Figure 1.
Illustration of tactile stimuli used.
A. The pins' driving signal was a 144 Hz sinusoidal carrier, which was amplitude-modulated by a rectified 2 Hz sine function. B. A directed propagation of the diagonals' sine phase across the display plane resulted in a percept of a bar pattern travelling smoothly across the fingertip. Both upward and downward diagonal orientations were used corresponding to orthogonal moving directions. For moving random stimuli, each of the four sine phases was assigned to four randomly chosen pins (not shown). C. Diagonals oscillating at opposite phases created the percept of a stationary bar pattern, which was periodically elevated and retracted. Again, both diagonal orientations were used. For stationary random stimuli, the driving signals were assigned to sets of randomly chosen pins (not shown). D. The target stimulus (to be detected on infrequently presented “catch” trials) was an oscillating square.
Figure 2.
Overall neuronal network associated with tactile stimulation.
Contrasting tactile stimulation trials with null events revealed a distributed network involved in tactile information processing, including contralateral SI and bilateral SII, anterior intraparietal sulcus (aIPS), inferior frontal gyrus (IFG), lateral prefrontal cortex (LPFC), pre-supplementary motor area (pre-SMA), insular cortex, thalamus, and cerebellum. (Group-level analysis; pcluster<0.05, whole-brain FWE corr.).
Table 1.
Functional regions active during tactile stimulation.
Figure 3.
Motion- and pattern-specific differences and differential effects for motion direction and pattern orientation.
A–B. Differential effects within the network associated with tactile stimulation (shown in Figure 2). Contrasting moving with stationary trials revealed an increased BOLD response in contralateral SI and SII (A). Contrasting patterned with random stimulus trials showed an increased BOLD response in anterior superior parietal cortex (aSPC) and SI (B). Effect sizes are plotted in terms of % signal change for all four stimulus types: moving patterned (mp), moving random (mr), stationary patterned (sp), and stationary random (sr). C–D. Differential effects for motion direction and pattern orientation. The regressor for moving pattern orientation revealed directionality effects for moving patterns in SI and SII (C). Differential effects for pattern orientation of stationary patterns were found in anterior intraparietal sulcus (aIPS; D). (Group-level analysis; p<0.005, uncorr.).
Figure 4.
Areas involved in tactile motion and pattern processing.
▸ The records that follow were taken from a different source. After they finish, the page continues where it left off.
PR #157, opened 2021-05-03
Feature/new layout filter 156

### LINKED ISSUE #156: New layout filter on mobile
Right now the filter bar isn't that usable on mobile. This should be changed to work with the navbar.

tomootes:

**Before**: the button hangs still at the top:
Schermafbeelding 2021-05-03 om 12 02 59

**After**: the button hangs at the bottom:
Schermafbeelding 2021-05-03 om 11 50 29

**Before**: here the back button in the filter is difficult to find:
Schermafbeelding 2021-05-03 om 12 03 14

** After **: here the back button is located at the bottom and easier to find:
Schermafbeelding 2021-05-03 om 11 50 38

- It was very unclear for users how to filter the search results.
- Both buttons were located at the top, which is harder to tap for mobile users.

Resolves #156 

## Additional comments

Quite straightforward!

### DIFF
--- a/src/components/AutocompleteCustom.vue
+++ b/src/components/AutocompleteCustom.vue
@@ -1,13 +1,12 @@
 <template>
-  <v-autocomplete
+  <v-select
     :items="items"
     :value="selectedItemsIds"
     item-value="id"
     :item-text="itemText"
-    chips
-    small-chips
-    deletable-chips
     multiple
+    outlined
+    :hide-details="hideDetails"
     class="mt-3"
     :label="label"
     @change="$emit('change', $event)"
@@ -20,6 +19,10 @@ import { isArrayValid } from "@/utils/validators";
 export default {
   name: "AutocompleteCustom",
   props: {
+    hideDetails: {
+      type: Boolean,
+      required: false
+    },
     items: {
       type: Array,
       required: true
--- a/src/components/AutocompleteCustom.vue
+++ b/src/components/AutocompleteCustom.vue
@@ -1,13 +1,15 @@
 <template>
-  <v-select
+  <v-autocomplete
     :items="items"
     :value="selectedItemsIds"
     item-value="id"
     :item-text="itemText"
-    multiple
     outlined
+    chips
+    small-chips
+    deletable-chips
+    multiple
     :hide-details="hideDetails"
-    class="mt-3"
     :label="label"
     @change="$emit('change', $event)"
   />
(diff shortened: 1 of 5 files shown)


tomootes:
Im sorry but some changes in this feature branch were meant for resolving #130. Maybe we can resolve this one first after reviewing #130 again.

SamLubbers (commented):
@tomootes these are great changes :raised_hands: See the [comments on Mattermost](https://organise.earth/xr-netherlands/pl/trf9f5qysfrb9cqdbgxf9ymf9o) for feedback from me and Ale. Next time you want some feedback on a pull request you can just send a link to that pull request on Mattermost. That way we don't duplicate conversations across platforms.

And which changes were fixes intended for #153? If you want we can already merge this branch into that one so that it has all of your latest fixes.

SamLubbers (changes requested):
@tomootes thank you so much for implementing the feedback so quickly :zap: The new design is great!! :fire: 

There is only a couple of small things that I would change and that can be done quite quickly:

1. Allow users to select multiple local groups or working groups. Before we used `v-autocomplete` so that users could find roles within multiple local groups or working groups, which is very useful in case someone is interested in roles in more than one group. I think that with these changes (using `v-select`), users can only select one group at a time.
2. Disable (but do not hide) the "remove filters" button: this is more a suggestion than a requirement. I think that if a certain button cannot be used, we should still show it and disable it, instead of hiding it completely. I think this makes the interface more consistent and provides less surprises.

tomootes:
> @tomootes thank you so much for implementing the feedback so quickly ⚡ The new design is great!! 🔥
> 
> There is only a couple of small things that I would change and that can be done quite quickly:
> 
> 1. Allow users to select multiple local groups or working groups. Before we used `v-autocomplete` so that users could find roles within multiple local groups or working groups, which is very useful in case someone is interested in roles in more than one group. I think that with these changes (using `v-select`), users can only select one group at a time.
> 2. Disable (but do not hide) the "remove filters" button: this is more a suggestion than a requirement. I think that if a certain button cannot be used, we should still show it and disable it, instead of hiding it completely. I think this makes the interface more consistent and provides less surprises.

hi @SamLubbers its been a pleasure man 🌱

SamLubbers (approved):
@tomootes WOHOOO this branch is now ready to be merged :tada: I'll rebase from master and skip the commits included in #152 in order to resolve the merge conflicts :sunglasses:

Issue #155, opened 2021-05-03
New layout role cards


tomootes:
Because the figma design differs from our current role card designs, we want to change the styling/ layout a bit.

The layout should look according the new designs:
![Schermafbeelding 2021-05-05 om 11 41 52](https://user-images.githubusercontent.com/4222167/117123129-f01c0580-ad96-11eb-9245-bdb84586977d.png)

PR #158, opened 2021-05-05
New styling for role cards

tomootes:

Cards desktop before:
Schermafbeelding 2021-05-05 om 16 47 51

Cards desktop after:
Schermafbeelding 2021-05-05 om 16 46 00

Cards mobile before:
Schermafbeelding 2021-05-05 om 17 22 10

Cards mobile after:
Schermafbeelding 2021-05-05 om 17 21 27

Clearer, lighter overview of all roles.

#155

A. Contrasting moving with stationary trials revealed an increased BOLD response in medial superior parietal cortex (not visible) and middle temporal cortex (hMT+/V5; on the left). Individual subjects' contrast estimates in hMT+/V5 correlated positively with their accuracy in identifying moving stimuli correctly (on the right). B. Contrasting patterned with random stimulus trials revealed an increased BOLD response in inferior parietal cortex (IPC; on the left). Individual subjects' contrast estimates in IPC correlated positively with their accuracy in identifying patterned stimuli correctly (on the right). A-B. Effect sizes are plotted in terms of % signal change for all four stimulus types: moving patterned (mp), moving random (mr), stationary patterned (sp), and stationary random (sr). (Group-level analysis; pcluster<0.05, whole-brain FWE corr.).
Figure 5.
Psychophysiological interaction analyses using left hMT+/V5 and left IPC as seed regions.
A. The interaction term for moving vs. stationary trials revealed a significant increase in coupling between left hMT+/V5, bilateral SI, and right anterior intraparietal sulcus (aIPS) during motion processing. B. For patterned vs. random stimulus trials, the coupling between left IPC and right SI was significantly increased. (Group-level analysis; pcluster<0.05, whole-brain FWE corr.).